First of all you need to create or use an AtlasConfiguration. You need to set the details what AppGroupId, ParameterGroupId, ParameterID you want to use.
Once you have your AtlasConfiguration design, you need to set details for the DependencyService URI, the stream broker address, the group name and the output topic name where you want to write. The DependencyService is used to handle requests for AtlasConfigurations and DataFormats, you must provide an URI for this service.
A KafkaStreamAdapter is used to manage Kafka streams.

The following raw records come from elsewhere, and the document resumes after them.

PR #6106, opened 2022-05-30
Fixing CI job "cmake_linux_gpu" issue with setup_env.sh in docker

vfdev-5:
New version of git checks folder owner and errors with 'fatal: unsafe repository' if owner is different.
Thus, `root_dir="$(git rev-parse --show-toplevel)"` is failing.

To fix the issue, just added all folders as safe directories


datumbox (approved):
LGTM, thanks!

PR #6107, opened 2022-05-30
[WIP] Add raft-stereo model to prototype/models

YosuaMichael:
Adding a prototype for depth stereo model, RAFT-Stereo.

### DIFF
--- a/torchvision/prototype/models/depth/stereo/raft_stereo.py
+++ b/torchvision/prototype/models/depth/stereo/raft_stereo.py
@@ -1,0 +1,692 @@
+from typing import List, Optional
+
+import torch
+import torch.nn as nn
+import torch.nn.functional as F
+from torch import Tensor
+from torch.nn.modules.batchnorm import BatchNorm2d
+from torch.nn.modules.instancenorm import InstanceNorm2d
+from torchvision.ops import Conv2dNormActivation
+
+from torchvision.utils import _log_api_usage_once
+from torchvision.models._api import Weights, WeightsEnum
+from torchvision.models.optical_flow._utils import grid_sample, make_coords_grid, upsample_flow
+
+
+# Write helper function here temporarily
+
+# MODIFIED from torchvision.models.optical_flow._utils.upsample_flow
+# Make it more generic by adding factor as params and can handle different num_channels input
+def upsample_with_mask_and_factor(x, up_mask: Optional[Tensor] = None, factor=8):
+    """Upsample tensor x to have factor times the size
+
+    If up_mask is None we just interpolate.
+    If up_mask is specified, we upsample using a convex combination of its weights.
+    """
+    batch_size, num_channels, h, w = x.shape
+    new_h, new_w = h * factor, w * factor
+
+    if up_mask is None:
+        return factor * F.interpolate(x, size=(new_h, new_w), mode="bilinear", align_corners=True)
+
+    up_mask = up_mask.view(batch_size, 1, 9, factor, factor, h, w)
+    up_mask = torch.softmax(up_mask, dim=2)  # "convex" == weights sum to 1
+
+    upsampled_x = F.unfold(factor * x, kernel_size=3, padding=1).view(batch_size, num_channels, 9, 1, 1, h, w)
+    upsampled_x = torch.sum(up_mask * upsampled_x, dim=2)
+
+    return upsampled_x.permute(0, 1, 4, 2, 5, 3).reshape(batch_size, num_channels, new_h, new_w)
+
+
+# REUSING from torchvision.models.optical_flow.raft
+class ResidualBlock(nn.Module):
+    """Slightly modified Residual block with extra relu and biases."""
+
+    def __init__(self, in_channels, out_channels, *, norm_layer, stride=1):
+        super().__init__()
+
+        # Note regarding bias=True:
+        # Usually we can pass bias=False in conv layers followed by a norm layer.
+        # But in the RAFT training reference, the BatchNorm2d layers are only activated for the first dataset,
+        # and frozen for the rest of the training process (i.e. set as eval()). The bias term is thus still useful
+        # for the rest of the datasets. Technically, we could remove the bias for other norm layers like Instance norm
+        # because these aren't frozen, but we don't bother (also, we woudn't be able to load the original weights).
+        self.convnormrelu1 = Conv2dNormActivation(
+            in_channels, out_channels, norm_layer=norm_layer, kernel_size=3, stride=stride, bias=True
+        )
+        self.convnormrelu2 = Conv2dNormActivation(
+            out_channels, out_channels, norm_layer=norm_layer, kernel_size=3, bias=True
+        )
+
+        if stride == 1:
+            self.downsample = nn.Identity()
+        else:
+            self.downsample = Conv2dNormActivation(
+                in_channels,
+                out_channels,
+                norm_layer=norm_layer,
+                kernel_size=1,
+                stride=stride,
+                bias=True,
+                activation_layer=None,
+            )
+
+        self.relu = nn.ReLU(inplace=True)
+
+    def forward(self, x):
+        y = x
+        y = self.convnormrelu1(y)
+        y = self.convnormrelu2(y)
+
+        x = self.downsample(x)
+
+        return self.relu(x + y)
+
+
+# MODIFIED from torchvision.models.optical_flow.raft.FeatureEncoder by adding strides param
+class BaseEncoder(nn.Module):
+    """The feature encoder, used both as the actual feature encoder, and as the context encoder.
+
+    It must downsample its input by 8.
+    """
+
+    def __init__(self, *, block=ResidualBlock, layers=(64, 64, 96, 128), strides=(2, 1, 2, 2), norm_layer=nn.BatchNorm2d):
+        super().__init__()
+
+        if len(layers) != 4:
+            raise ValueError(f"The expected number of layers is 4, instead got {len(layers)}")
+
+        # See note in ResidualBlock for the reason behind bias=True
+        self.convnormrelu = Conv2dNormActivation(
+            3, layers[0], norm_layer=norm_layer, kernel_size=7, stride=strides[0], bias=True
+        )
+
+        self.layer1 = self._make_2_blocks(block, layers[0], layers[1], norm_layer=norm_layer, first_stride=strides[1])
+        self.layer2 = self._make_2_blocks(block, layers[1], layers[2], norm_layer=norm_layer, first_stride=strides[2])
+        self.layer3 = self._make_2_blocks(block, layers[2], layers[3], norm_layer=norm_layer, first_stride=strides[3])
+        self.output_dim = layers[3]
+
+        for m in self.modules():
+            if isinstance(m, nn.Conv2d):
+                nn.init.kaiming_normal_(m.weight, mode="fan_out", nonlinearity="relu")
+            elif isinstance(m, (nn.BatchNorm2d, nn.InstanceNorm2d)):
+                if m.weight is not None:
+                    nn.init.constant_(m.weight, 1)
+                if m.bias is not None:
+                    nn.init.constant_(m.bias, 0)
+
+        num_downsampling = sum([x-1 for x in strides])
+        self.downsampling_ratio = 2 ** (num_downsampling)
+
+    def _make_2_blocks(self, block, in_channels, out_channels, norm_layer, first_stride):
+        block1 = block(in_channels, out_channels, norm_layer=norm_layer, stride=first_stride)
+        block2 = block(out_channels, out_channels, norm_layer=norm_layer, stride=1)
+        return nn.Sequential(block1, block2)
+
+    def forward(self, x):
+        x = self.convnormrelu(x)
+
+        x = self.layer1(x)
+        x = self.layer2(x)
+        x = self.layer3(x)
+        return x
+
+
+class FeatureEncoder(nn.Module):
+    def __init__(self, base_encoder, output_dim=256, shared_base=False, block=ResidualBlock):
+        super().__init__()
+        self.base_encoder = base_encoder
+        self.base_downsampling_ratio = base_encoder.downsampling_ratio
+        base_dim = base_encoder.output_dim
+
+        # If we share base encoder weight for Feature and Context Encoder
+        # we need to add residual block with InstanceNorm2d
+        self.shared_base = shared_base
+        if shared_base:
+            self.residual_block = block(base_dim, base_dim, norm_layer=nn.InstanceNorm2d, stride=1)
+        self.conv = nn.Conv2d(base_dim, output_dim, kernel_size=1)
+
+    def forward(self, x):
+        x = self.base_encoder(x)
+        if self.shared_base:
+            x = self.residual_block(x)
+        x = self.conv(x)
+        return x
+
+
+class MultiLevelContextEncoder(nn.Module):
+    def __init__(self, base_encoder, output_dim=256, out_with_blocks=[1, 1, 0], block=ResidualBlock):
+        super().__init__()
+        self.num_level = len(out_with_blocks)
+        self.base_encoder = base_encoder
+        self.base_downsampling_ratio = base_encoder.downsampling_ratio
+        base_dim = base_encoder.output_dim
+        self.output_layers = nn.ModuleList([self._make_out_layer(base_dim, output_dim, with_block=with_block, block=block) for with_block in out_with_blocks])
+        self.downsamplers = nn.ModuleList([self._make_downsampler(block, base_dim, base_dim) for i in range(1, self.num_level)])
+
+    def _make_out_layer(self, in_channels, out_channels, with_block=1, block=ResidualBlock):
+        conv_layer = nn.Conv2d(in_channels, out_channels, kernel_size=3, padding=1)
+        if with_block:
+            block_layer = block(in_channels, in_channels, norm_layer=nn.BatchNorm2d, stride=1)
+            return nn.Sequential(block_layer, conv_layer)
+        else:
+            return conv_layer
+
+    def _make_downsampler(self, block, in_channels, out_channels):
+        block1 = block(in_channels, out_channels, norm_layer=nn.BatchNorm2d, stride=2)
+        block2 = block(out_channels, out_channels, norm_layer=nn.BatchNorm2d, stride=1)
+        return nn.Sequential(block1, block2)
+
+    def forward(self, x):
+        x = self.base_encoder(x)
+        outs = [self.output_layers[0](x)]
+        for i in range(0, self.num_level - 1):
+            x = self.downsamplers[i](x)
+            outs.append(self.output_layers[i + 1](x))
+        return outs
+
+
+# REUSE FROM torchvision.models.optical_flow.raft.MotionEncoder
+class MotionEncoder(nn.Module):
+    """The motion encoder, part of the update block.
+
+    Takes the current predicted flow and the correlation features as input and returns an encoded version of these.
+    """
+
+    def __init__(self, *, in_channels_corr, corr_layers=(256, 192), flow_layers=(128, 64), out_channels=128):
+        super().__init__()
+
+        if len(flow_layers) != 2:
+            raise ValueError(f"The expected number of flow_layers is 2, instead got {len(flow_layers)}")
+        if len(corr_layers) not in (1, 2):
+            raise ValueError(f"The number of corr_layers should be 1 or 2, instead got {len(corr_layers)}")
+
+        self.convcorr1 = Conv2dNormActivation(in_channels_corr, corr_layers[0], norm_layer=None, kernel_size=1)
+        if len(corr_layers) == 2:
+            self.convcorr2 = Conv2dNormActivation(corr_layers[0], corr_layers[1], norm_layer=None, kernel_size=3)
+        else:
+            self.convcorr2 = nn.Identity()
+
+        self.convflow1 = Conv2dNormActivation(2, flow_layers[0], norm_layer=None, kernel_size=7)
+        self.convflow2 = Conv2dNormActivation(flow_layers[0], flow_layers[1], norm_layer=None, kernel_size=3)
+
+        # out_channels - 2 because we cat the flow (2 channels) at the end
+        self.conv = Conv2dNormActivation(
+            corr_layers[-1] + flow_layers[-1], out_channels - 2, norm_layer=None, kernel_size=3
PR #6108, opened 2022-05-30
[FBcode->GH] Add more logging information for decoder

YosuaMichael:
Differential Revision: D36671123

fbshipit-source-id: eb99f293978ed150bca60073115971586f0fa02a

Cherrypick from fbsync commit: dd445864d0873300daaf29be010c07ed158a24eb


NicolasHug (approved):
Thanks Yosua,
CI is toasted but linting is green so I think it should be OK to merge

PR #6080, opened 2022-05-24
Test 0.13 release branch against torch RC (test) instead of nightly

NicolasHug:
Similar to what was done in previous release: https://github.com/pytorch/vision/pull/4496. In theory this shouldn't conflict with https://github.com/pytorch/vision/pull/6078.

@malfet would you mind reviewing this one please?

PR #6116, opened 2022-06-01
Use -f instead of  --extra-index-url to install torch core in CI

NicolasHug:
Addresses https://github.com/pytorch/vision/issues/6099#issuecomment-1141867661 to avoid future confusion like https://github.com/pytorch/vision/pull/6080.

### DIFF
--- a/.circleci/config.yml
+++ b/.circleci/config.yml
@@ -146,7 +146,7 @@ commands:
         default: true
     steps:
       - pip_install:
-          args: --pre torch --extra-index-url https://download.pytorch.org/whl/nightly/cpu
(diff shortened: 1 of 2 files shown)


datumbox:
@NicolasHug After reading the [pip doc](https://pip.pypa.io/en/stable/cli/pip_install/), I agree with you that `-f` or `--find-links` is the right option to be used. I still see a few references of the previous idiom in the code-base ([here](https://github.com/pytorch/vision/blob/main/torchvision/prototype/datasets/__init__.py#L6) and [here](https://github.com/pytorch/vision/blob/main/.github/workflows/build-m1-binaries.yml#L31)). Could you update them?

NicolasHug:
Not sure this is still relevant now; closing

PR #6117, opened 2022-06-01
[BE] Unify version computation

malfet:
Instead of hardcoding dev version in various script, use one from
`version.txt` if `setup_build_version` is called without arguments

Also, pass `--pre` option to M1 build/test pip install commands to build
TorchVision against nightly PyTorch and pin torchvision version to a specific PyTorch version by setting `PYTORCH_VERSION` variable


NicolasHug:
@malfet should this be cherry-picked into the release branch?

Using the KafkaStreamAdapter you must open and output topic in Kafka.
You need to persist your configuration, setup your DataFormat and setup a streaming session to be able to write to your broker. The Writer.cs code sample covers all of these, you only need to use a Writer object with the required parameters.
In this example we are usign the default feed name, which is the empty string. You must take care about opening and closing the session, otherwise it would mark the session as truncated, just as if any error would occur during session usage.
In the samples we are working with random generated data, while in real scenarios they would come as real data from external systems.
To write to the output topic you only need to invoke the Write method on your writer object, passing in the feed name and the telemetry data. The Writer object already "knows" your AtlasConfiguration, the DataFormat and the output topic name.
First of all you need to create or use an AtlasConfiguration. You need to set the details what AppGroupId, ParameterGroupId, ParameterID you want to use.
Once you have your AtlasConfiguration design, you need to set details for the DependencyService URI, the stream broker address, the group name and the output topic name where you want to write. The DependencyService is used to handle requests for AtlasConfigurations and DataFormats, you must provide an URI for this service.
A KafkaStreamAdapter is used to manage Kafka streams.
Using the KafkaStreamAdapter you must open and output stream in Kafka.
You need connect to the DependencyClient and the DataFormatClient and perist the StreamPipelineBuilder that was created by the KafkaStreamAdapter. Using a Reader object takes care about it.
You can start reading a stream with the Read method on your reader object. This takes 2 arguments, the first one is more trivial, it is the parameter id. The second must be a user specified method, aligning to the TelemetryDataHandler delegate. With the help of this you can handle the streamed Telemetry Data as you would like to. In another example you will see how can you link it directly to another output topic.
Lastly, in our sample code we invoke the Write() method while the streaming session is live, to have some input to see that the streaming is working. Our sample delegates, called as Models are in the Models.cs and in this example we use the TraceData method to trace the streamed telemetry data deatils.